Pull out every line in the data that has the string "reviewers" in it.

Data items
########################################

Issue #1685, opened 2022-06-06
[Task][Dockerfile Improvements] Generalize Docker files and reuse them where applicable


p0mvn:
## Background

Most, if not all of our Dockerfiles share the same lines of code at the beginning:
https://github.com/osmosis-labs/osmosis/blob/d5cd03329b7edc028f2793f95d4c4e85e62060fb/Dockerfile#L9-L28

This can be extracted into its own base image and reused across the rest.

## Status
- June 6 - WIP: Defining Scope
- Blocked by: #1684

## Acceptance Criteria
- TBD

ValarDragon:
I believe this has been done?

PR #2761, opened 2022-09-15
build: generalize Dockerfiles and reuse common build steps

p0mvn:
Closes: #1685

Reuse common Docker build steps across all Dockerfiles

## Testing and Verifying

Tested by:
```
docker image rm -f $(docker image ls -aq)

make docker-build-setup

make docker-build-builder

make docker-build-debug

make docker-build-e2e-init-chain

make docker-build-e2e-init-node
```

### DIFF
--- a/Dockerfile
+++ b/Dockerfile
@@ -4,7 +4,7 @@
 ARG BUILDER_VERSION="v1"
 ARG RUNNER_IMAGE="gcr.io/distroless/static"
 
-FROM osmosis-builder:${BUILDER_VERSION} as builder
+FROM osmolabs/osmosis-builder:${BUILDER_VERSION} as builder
 
 # --------------------------------------------------------
 # Runner
--- a/Dockerfile
+++ b/Dockerfile
@@ -1,52 +1,10 @@
 # syntax=docker/dockerfile:1
 
-ARG GO_VERSION="1.18"
+# Rebuild with make docker-build-builder
+ARG BUILDER_VERSION="v1"
 ARG RUNNER_IMAGE="gcr.io/distroless/static"
 
-# --------------------------------------------------------
-# Builder
-# --------------------------------------------------------
-
-FROM golang:${GO_VERSION}-alpine as builder
-
-RUN set -eux; apk add --no-cache ca-certificates build-base; apk add git linux-headers
-
-# Download go dependencies
-WORKDIR /osmosis
-COPY go.* .
-RUN --mount=type=cache,target=/root/.cache/go-build \
-    --mount=type=cache,target=/root/go/pkg/mod \
-    go mod download
-
-# Cosmwasm - download correct libwasmvm version
-RUN WASMVM_VERSION=$(go list -m github.com/CosmWasm/wasmvm | cut -d ' ' -f 2) && \
-    wget https://github.com/CosmWasm/wasmvm/releases/download/$WASMVM_VERSION/libwasmvm_muslc.$(uname -m).a \
-      -O /lib/libwasmvm_muslc.a
-
-# Cosmwasm - verify checksum
-RUN wget https://github.com/CosmWasm/wasmvm/releases/download/v1.0.0/checksums.txt -O /tmp/checksums.txt && \
-    sha256sum /lib/libwasmvm_muslc.a | grep $(cat /tmp/checksums.txt | grep $(uname -m) | cut -d ' ' -f 1)
-
-# Copy the remaining files
-COPY . .
-
-# Build osmosisd binary
-RUN --mount=type=cache,target=/root/.cache/go-build \
-    --mount=type=cache,target=/root/go/pkg/mod \
-    VERSION=$(echo $(git describe --tags) | sed 's/^v//') && \
-    COMMIT=$(git log -1 --format='%H') && \
-    go build \
-      -mod=readonly \
-      -tags "netgo,ledger,muslc" \
-      -ldflags "-X github.com/cosmos/cosmos-sdk/version.Name="osmosis" \
-              -X github.com/cosmos/cosmos-sdk/version.AppName="osmosisd" \
-              -X github.com/cosmos/cosmos-sdk/version.Version=$VERSION \
-              -X github.com/cosmos/cosmos-sdk/version.Commit=$COMMIT \
-              -X github.com/cosmos/cosmos-sdk/version.BuildTags='netgo,ledger,muslc' \
-              -w -s -linkmode=external -extldflags '-Wl,-z,muldefs -static'" \
-      -trimpath \
-      -o /osmosis/build/ \
-      ./...
+FROM osmosis-builder:${BUILDER_VERSION} as builder
 
 # --------------------------------------------------------
 # Runner
--- a/Makefile
+++ b/Makefile
@@ -311,16 +311,6 @@ build-e2e-script:
 	mkdir -p $(BUILDDIR)
 	go build -mod=readonly $(BUILD_FLAGS) -o $(BUILDDIR)/ ./tests/e2e/initialization/$(E2E_SCRIPT_NAME)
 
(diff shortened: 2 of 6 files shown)


Dockerfile
```diff
@@ -1,52 +1,10 @@
...
-    go mod download
-
-# Cosmwasm - download correct libwasmvm version
-RUN WASMVM_VERSION=$(go list -m github.com/CosmWasm/wasmvm | cut -d ' ' -f 2) && \
-    wget https://github.com/CosmWasm/wasmvm/releases/download/$WASMVM_VERSION/libwasmvm_muslc.$(uname -m).a \
-      -O /lib/libwasmvm_muslc.a
-
-# Cosmwasm - verify checksum
-RUN wget https://github.com/CosmWasm/wasmvm/releases/download/v1.0.0/checksums.txt -O /tmp/checksums.txt && \
-    sha256sum /lib/libwasmvm_muslc.a | grep $(cat /tmp/checksums.txt | grep $(uname -m) | cut -d ' ' -f 1)
```
p0mvn, line 28: Note to reviewers: this part is moved untouched to `setup.Dockerfile`

Dockerfile
```diff
@@ -1,52 +1,10 @@
...
-      -tags "netgo,ledger,muslc" \
-      -ldflags "-X github.com/cosmos/cosmos-sdk/version.Name="osmosis" \
-              -X github.com/cosmos/cosmos-sdk/version.AppName="osmosisd" \
-              -X github.com/cosmos/cosmos-sdk/version.Version=$VERSION \
-              -X github.com/cosmos/cosmos-sdk/version.Commit=$COMMIT \
-              -X github.com/cosmos/cosmos-sdk/version.BuildTags='netgo,ledger,muslc' \
-              -w -s -linkmode=external -extldflags '-Wl,-z,muldefs -static'" \
-      -trimpath \
-      -o /osmosis/build/ \
-      ./...
```
p0mvn, line 49: Note to reviewers: this part is moved untouched to builder.Dockerfile

Makefile
```diff
@@ -311,16 +311,6 @@ build-e2e-script:
...
-docker-build-debug:
-	@DOCKER_BUILDKIT=1 docker build -t osmosis:${COMMIT} --build-arg BASE_IMG_TAG=debug -f Dockerfile .
-	@DOCKER_BUILDKIT=1 docker tag osmosis:${COMMIT} osmosis:debug
-
-docker-build-e2e-init-chain:
-	@DOCKER_BUILDKIT=1 docker build -t osmosis-e2e-init-chain:debug --build-arg E2E_SCRIPT_NAME=chain -f tests/e2e/initialization/init.Dockerfile .
-
-docker-build-e2e-init-node:
-	@DOCKER_BUILDKIT=1 docker build -t osmosis-e2e-init-node:debug --build-arg E2E_SCRIPT_NAME=node -f tests/e2e/initialization/init.Dockerfile .
-
```
p0mvn, line 323: Note to reviewers: this is moved down to combine with other Docker related makefile steps

ValarDragon:
cc @niccoloraspa

niccoloraspa:
I think this breaks the docker CI: https://github.com/osmosis-labs/osmosis/blob/main/.github/workflows/docker.yml

niccoloraspa:
I understand the idea behind the PR, but I have mixed feelings about it.

Personally I prefer to keep `Dockerfile` flat and self-contained, and splitting a `Dockerfile`  in `3` to favour reusability I think creates confusion.

We have made a lot of progress in reducing the number of `Dockerfiles` and this creates 2 additional Dockerfiles that we have to mantain. 

I think the correct approach would be to remove the 
Also the:
- `tests/localosmosis/mainnet_state/Dockerfile-stateExport` will be removed soon 

I think the correct approach would be to remove the `e2e` Dockerfile favouring the re-use of the main Dockerfile.

niccoloraspa:
I have mixed feelings about this PR.

I don't think splitting the main `Dockerfile` into 3 to favor re-usability is the right approach. We have made a lot of progress in reducing the number of `Dockerfiles`, and this creates 2 additional `Dockerfiles` that we have to maintain.

I think the right approach would be to re-use the main `Dockerfile` in `e2e`. 
The `tests/localosmosis/mainnet_state/Dockerfile-stateExport` will be removed soon.

niccoloraspa:
I prefer `Dockerfile` to be as flat and self-contained as possible. 
A `Dockerfile` is like a contract between you and the users who run it. The simplicity favours the transparency.

p0mvn:
> I don't think splitting the main Dockerfile into 3 to favor re-usability is the right approach. We have made a lot of progress in reducing the number of Dockerfiles, and this creates 2 additional Dockerfiles that we have to maintain.

The core issue this is solving is that there are several Docker files that utilize the same logic.

As a result, when one gets updated, all other Dockerfiles aren't. They end up going out of sync. For example, both `init.Dockerfile` and `Dockerfile-stateExport` are out of sync from the main one. It also happened so that not all Dockerfiles being updated broke scripts and tests for us in the past. That's why encapsulating common Docker logic is useful.

Additionally, it is an overhead to update them in multiple places every time.

Analogous to how we encapsulate duplicated code into functions, we should do the same with Dockerfile for the same reasons of them going out of sunc and having to update them in multiple places.

> this creates 2 additional Dockerfiles that we have to maintain.

I think it is easier to maintain 2 extra Dockerfiles that are reused by 3 others rather than having 3 Dockerfiles with the same logic.
In the former case, one change would need to be made to 1 file, and in the latter case to 3 files.

> I think the right approach would be to re-use the main Dockerfile in e2e

In e2e, we are running a script, not an `osmosisd` binary. Same as in the state export Dockerfile. However, the setup logic is exactly the same.

It is not possible to utilize the main dockerfile as a builder because its last build step is a runner.

> FYI the tests/localosmosis/mainnet_state/Dockerfile-stateExport will also be removed soon.

That's great! In that case, it would be possible to consolidate `setup.Dockerfile` and `builder.Dockerfile` into one.

Currently, I still think that this change introduces an improvement rather than additional overhead. Please let me know what you think

ValarDragon:
I generally agree with the assesment that there should really just be one "build" dockerfile, and other things should just use that if they have extra steps.

niccoloraspa:
> Analogous to how we encapsulate duplicated code into functions, we should do the same with Dockerfile for the same reasons of them going out of sunc and having to update them in multiple places.

Modularity's great but for me, keeping the main Dockerfile transparent and self-contained is a priority over the rest.

Also, keep in mind that `Dockerfile-stateExport` will leave only:

- the main `Dockerfile` 
- the e2e `init.Dockerfile` 

Afaik, these two only share the "setup" part (downloading `CosmWasm` and some packages). I think the intersection would be too small to justify splitting them.

p0mvn:
> > Analogous to how we encapsulate duplicated code into functions, we should do the same with Dockerfile for the same reasons of them going out of sunc and having to update them in multiple places.
> 
> Modularity's great but, for me, keeping the main Dockerfile transparent and self-contained is a priority over the rest.
> 
> Also, keep in mind that removing the `Dockerfile-stateExport` leaves only:
> 
> * the main `Dockerfile`
> * the e2e `init.Dockerfile`
> 
> Afaiu, these two only share the "setup" part (downloading `CosmWasm` and some packages) and then they continue to build their own binary. I think the intersection would be too small to justify splitting them.
> 
> P.S. You can run scripts with the main Dockerfile if needed. This is what localOsmosis is doing: https://github.com/osmosis-labs/osmosis/blob/main/tests/localosmosis/docker-compose.yml#L17

Sounds good, thanks! Let me try running the script via a different entrypoint. If that works, we can drop this common builder.

I do think, however, that it is inevitable to end up splitting them as the system grows and new Dockerfiles continue requiring custom functionality on top of the builder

########################################

Written answer –
p0mvn, line 28: Note to reviewers: this part is moved untouched to `setup.Dockerfile`
p0mvn, line 49: Note to reviewers: this part is moved untouched to builder.Dockerfile
p0mvn, line 323: Note to reviewers: this is moved down to combine with other Docker related makefile steps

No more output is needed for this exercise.